(What the exercise asks) All that is wanted is how many lines in the records below include the string "Hapi".

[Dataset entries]
PR #6463, opened 2024-01-24
[state-transitions] verify record

Nil20:


packages/workflow/src/records/fhir.ts
```diff
@@ -798,6 +798,44 @@ export function createUnassignedTask(
...
+    extension: [
+      ...previousTask.extension.filter((extension) =>
+        [
+          'http://opencrvs.org/specs/extension/contact-person-phone-number',
+          'http://opencrvs.org/specs/extension/informants-signature',
+          'http://opencrvs.org/specs/extension/contact-person-email',
+          'http://opencrvs.org/specs/extension/bride-signature',
+          'http://opencrvs.org/specs/extension/groom-signature',
+          'http://opencrvs.org/specs/extension/witness-one-signature',
+          'http://opencrvs.org/specs/extension/witness-two-signature'
```
naftis, line 822: Why is it exactly these URLs that are filtered in?

packages/workflow/src/records/handler/verify.test.ts
```diff
@@ -0,0 +1,90 @@
...
+        algorithm: 'RS256',
+        issuer: 'opencrvs:auth-service',
+        audience: 'opencrvs:workflow-user'
+      }
+    )
+
+    // Fetches a record from search
+    mswServer.use(
+      rest.get(
+        'http://localhost:9090/records/3bd79ffd-5bd7-489f-b0d2-3c6133d36e1e',
```
naftis, line 61: should this refer to `SEARCH_URL` or does it matter in this case?

packages/workflow/src/records/handler/verify.test.ts
```diff
@@ -0,0 +1,90 @@
...
+      headers: {
+        Authorization: `Bearer ${token}`
+      }
+    })
+
+    const verifiedRecord = JSON.parse(res.payload)
+    const task = getTaskFromSavedBundle(verifiedRecord)
+    const isVerified = checkForVerifiedExtenstion(task)
+
+    expect(findVerificationIp(task)).toBe('127.0.0.1')
```
naftis, line 86: nitpick but maybe this example IP should be something not localhost, just to make sure the findVerificationIp doesn't bug and only return localhost url. Just something like `12.34.56.78` for example

packages/workflow/src/records/handler/verify.test.ts
```diff
@@ -0,0 +1,90 @@
...
+import * as jwt from 'jsonwebtoken'
+import { rest } from 'msw'
+import { server as mswServer } from '@test/setupServer'
+import {
+  getTaskFromSavedBundle,
+  REGISTERED_RECORD,
+  Task
+} from '@opencrvs/commons/types'
+
+function checkForVerifiedExtenstion(task: Task) {
```
naftis, line 22:
```suggestion
function checkForVerifiedExtension(task: Task) {
```

packages/workflow/src/records/handler/verify.test.ts
```diff
@@ -0,0 +1,90 @@
...
+        }
+      },
+      headers: {
+        Authorization: `Bearer ${token}`
+      }
+    })
+
+    const verifiedRecord = JSON.parse(res.payload)
+    const task = getTaskFromSavedBundle(verifiedRecord)
+    const isVerified = checkForVerifiedExtenstion(task)
```
naftis, line 84:
```suggestion
    const isVerified = checkForVerifiedExtension(task)
```

packages/workflow/src/records/handler/verify.ts
```diff
@@ -0,0 +1,37 @@
...
+export async function verifyRecordHandler(
+  request: Hapi.Request,
+  h: Hapi.ResponseToolkit
+) {
+  const token = getToken(request)
+  const recordId = request.params.id
+  const record = await getRecordById(recordId, token, ['REGISTERED', 'ISSUED'])
+
+  const payload = validateRequest(
+    z.object({ authHeader: z.custom<IAuthHeader>() }),
```
naftis, line 29: the `z.custom<IAuthHeader>()` doesn't perform any validation: https://github.com/colinhacks/zod#custom-schemas
Probably not a big deal but is this the behavior we expect/want?

naftis (changes requested):
had a couple of questions👍🏻 all in all I'm starting to understand the state transitions now

packages/workflow/src/records/fhir.ts
Nil20: We sort of create new task from scratch for every action e.g. update, validate, register etc. If we don't keep them by filtering like this, we lose these data after each action.

packages/workflow/src/records/handler/verify.test.ts
Nil20: Screenshot from 2024-02-07 18-48-55
We're calling the `getRecordById` function in the handler. So we give the `REGISTERED_RECORD` as mock data when we're calling that endpoint

packages/workflow/src/records/handler/verify.test.ts
Nil20: https://github.com/opencrvs/opencrvs-core/pull/6463/files#diff-c4ae8b293c63eff6b7e5ddf6b2267b83124d693aeabec41dd69d22561ac15982R74

We're just matching the IP that we're sending in the payload, so the `findVerificationIp` shouldn't make much of a difference for a more real IP, would it? Or should we just update it to a real IP anyway?

packages/workflow/src/records/handler/verify.ts
Nil20: Yeah I guess we do need the `z.custom` function for restricting types mostly, also for create and update endpoint's it's pretty useful. Yet I have remove some unnecessary `z.custom` functions from workflow.

packages/workflow/src/records/handler/verify.test.ts
naftis: Makes sense, was just wondering if the localhost:9090 could change in some environments, would it be better to refer to the SEARCH_URL. For tests I guess it doesn't matter much

packages/workflow/src/records/handler/verify.test.ts
naftis: my thought process was that if the findVerificationIp -function would have a bug in some case and always return localhost/127.0.0.1/0.0.0.0 or something like that. Then a 'real IP' would validate that the function actually works

packages/workflow/src/records/fhir.ts
naftis: What would happen if it wasn't filtered and only just `extension: previousTask.extension`? Are there some extra extensions here that would get duplicated? 🤔 

If a new developer comes and sees this array of strings, would it be easy to understand why it's exactly these values that are filtered in? If possible, I'd move these to a variable that could ideally be `as SomeType[]` or `satisfies SomeType[]` to make it a bit clearer

Nil20: Yeah, we probably should. I have a PR open for refactoring the creation of tasks. Maybe, this can be done on that PR. 

And if we just set it to `extension: previousTask.extension`, without filtering, the latest action of the record wouldn't be displayed correctly. So, we filter out the extensions like, `downloaded`, `marked-as-duplicate` and only keep the latest ones and also the important information like the signatures. Maybe, this would help to clear things up.
https://github.com/opencrvs/opencrvs-core/blob/feature/state-transitions/packages/commons/src/fhir/task.ts#L247

naftis: Nice, thanks! Makes a lot of sense

Zangetsu101 (approved):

(Task output) 2